_Exercise prompt_
Please output each entry in the material beneath exactly as shown.

_Records shown_

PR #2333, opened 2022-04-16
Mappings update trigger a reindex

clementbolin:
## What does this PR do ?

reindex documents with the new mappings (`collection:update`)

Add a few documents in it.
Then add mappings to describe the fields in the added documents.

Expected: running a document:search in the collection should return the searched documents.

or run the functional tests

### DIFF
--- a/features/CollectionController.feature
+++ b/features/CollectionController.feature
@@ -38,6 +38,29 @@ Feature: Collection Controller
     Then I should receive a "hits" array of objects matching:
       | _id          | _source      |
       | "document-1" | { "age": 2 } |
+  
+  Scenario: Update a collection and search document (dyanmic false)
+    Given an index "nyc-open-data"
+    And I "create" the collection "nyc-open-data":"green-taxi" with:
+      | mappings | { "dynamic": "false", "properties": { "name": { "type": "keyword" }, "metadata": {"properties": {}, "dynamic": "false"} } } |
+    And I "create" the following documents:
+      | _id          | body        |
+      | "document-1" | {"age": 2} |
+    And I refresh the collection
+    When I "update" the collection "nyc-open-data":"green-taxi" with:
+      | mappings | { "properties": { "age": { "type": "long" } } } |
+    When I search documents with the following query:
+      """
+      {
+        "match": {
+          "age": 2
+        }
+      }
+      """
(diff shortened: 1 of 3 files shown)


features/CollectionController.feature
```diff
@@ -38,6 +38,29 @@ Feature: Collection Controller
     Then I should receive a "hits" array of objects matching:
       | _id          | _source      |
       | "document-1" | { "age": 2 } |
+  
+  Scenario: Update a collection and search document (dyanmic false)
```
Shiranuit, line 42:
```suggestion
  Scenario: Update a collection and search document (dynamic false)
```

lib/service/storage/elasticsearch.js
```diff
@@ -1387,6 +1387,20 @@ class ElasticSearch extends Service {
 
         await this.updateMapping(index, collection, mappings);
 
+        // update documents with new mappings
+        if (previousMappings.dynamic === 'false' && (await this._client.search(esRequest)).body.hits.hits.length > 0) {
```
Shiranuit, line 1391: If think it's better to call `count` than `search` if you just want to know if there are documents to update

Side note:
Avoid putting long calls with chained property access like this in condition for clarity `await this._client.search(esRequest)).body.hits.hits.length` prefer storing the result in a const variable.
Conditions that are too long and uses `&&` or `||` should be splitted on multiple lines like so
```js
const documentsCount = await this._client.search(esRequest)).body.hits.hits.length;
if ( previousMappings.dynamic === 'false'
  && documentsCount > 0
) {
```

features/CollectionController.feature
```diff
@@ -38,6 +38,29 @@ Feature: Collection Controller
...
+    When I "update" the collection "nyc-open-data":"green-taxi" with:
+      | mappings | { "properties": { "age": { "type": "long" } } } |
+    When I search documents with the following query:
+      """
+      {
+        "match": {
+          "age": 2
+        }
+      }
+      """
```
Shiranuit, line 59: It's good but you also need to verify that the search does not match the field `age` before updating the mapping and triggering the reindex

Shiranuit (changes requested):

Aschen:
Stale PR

_Result of this task_
PR #2333, opened 2022-04-16
Mappings update trigger a reindex

clementbolin:
## What does this PR do ?

reindex documents with the new mappings (`collection:update`)

Add a few documents in it.
Then add mappings to describe the fields in the added documents.

Expected: running a document:search in the collection should return the searched documents.

or run the functional tests

### DIFF
--- a/features/CollectionController.feature
+++ b/features/CollectionController.feature
@@ -38,6 +38,29 @@ Feature: Collection Controller
     Then I should receive a "hits" array of objects matching:
       | _id          | _source      |
       | "document-1" | { "age": 2 } |
+  
+  Scenario: Update a collection and search document (dyanmic false)
+    Given an index "nyc-open-data"
+    And I "create" the collection "nyc-open-data":"green-taxi" with:
+      | mappings | { "dynamic": "false", "properties": { "name": { "type": "keyword" }, "metadata": {"properties": {}, "dynamic": "false"} } } |
+    And I "create" the following documents:
+      | _id          | body        |
+      | "document-1" | {"age": 2} |
+    And I refresh the collection
+    When I "update" the collection "nyc-open-data":"green-taxi" with:
+      | mappings | { "properties": { "age": { "type": "long" } } } |
+    When I search documents with the following query:
+      """
+      {
+        "match": {
+          "age": 2
+        }
+      }
+      """
(diff shortened: 1 of 3 files shown)


features/CollectionController.feature
```diff
@@ -38,6 +38,29 @@ Feature: Collection Controller
     Then I should receive a "hits" array of objects matching:
       | _id          | _source      |
       | "document-1" | { "age": 2 } |
+  
+  Scenario: Update a collection and search document (dyanmic false)
```
Shiranuit, line 42:
```suggestion
  Scenario: Update a collection and search document (dynamic false)
```

lib/service/storage/elasticsearch.js
```diff
@@ -1387,6 +1387,20 @@ class ElasticSearch extends Service {
 
         await this.updateMapping(index, collection, mappings);
 
+        // update documents with new mappings
+        if (previousMappings.dynamic === 'false' && (await this._client.search(esRequest)).body.hits.hits.length > 0) {
```
Shiranuit, line 1391: If think it's better to call `count` than `search` if you just want to know if there are documents to update

Side note:
Avoid putting long calls with chained property access like this in condition for clarity `await this._client.search(esRequest)).body.hits.hits.length` prefer storing the result in a const variable.
Conditions that are too long and uses `&&` or `||` should be splitted on multiple lines like so
```js
const documentsCount = await this._client.search(esRequest)).body.hits.hits.length;
if ( previousMappings.dynamic === 'false'
  && documentsCount > 0
) {
```

features/CollectionController.feature
```diff
@@ -38,6 +38,29 @@ Feature: Collection Controller
...
+    When I "update" the collection "nyc-open-data":"green-taxi" with:
+      | mappings | { "properties": { "age": { "type": "long" } } } |
+    When I search documents with the following query:
+      """
+      {
+        "match": {
+          "age": 2
+        }
+      }
+      """
```
Shiranuit, line 59: It's good but you also need to verify that the search does not match the field `age` before updating the mapping and triggering the reindex

Shiranuit (changes requested):

Aschen:
Stale PR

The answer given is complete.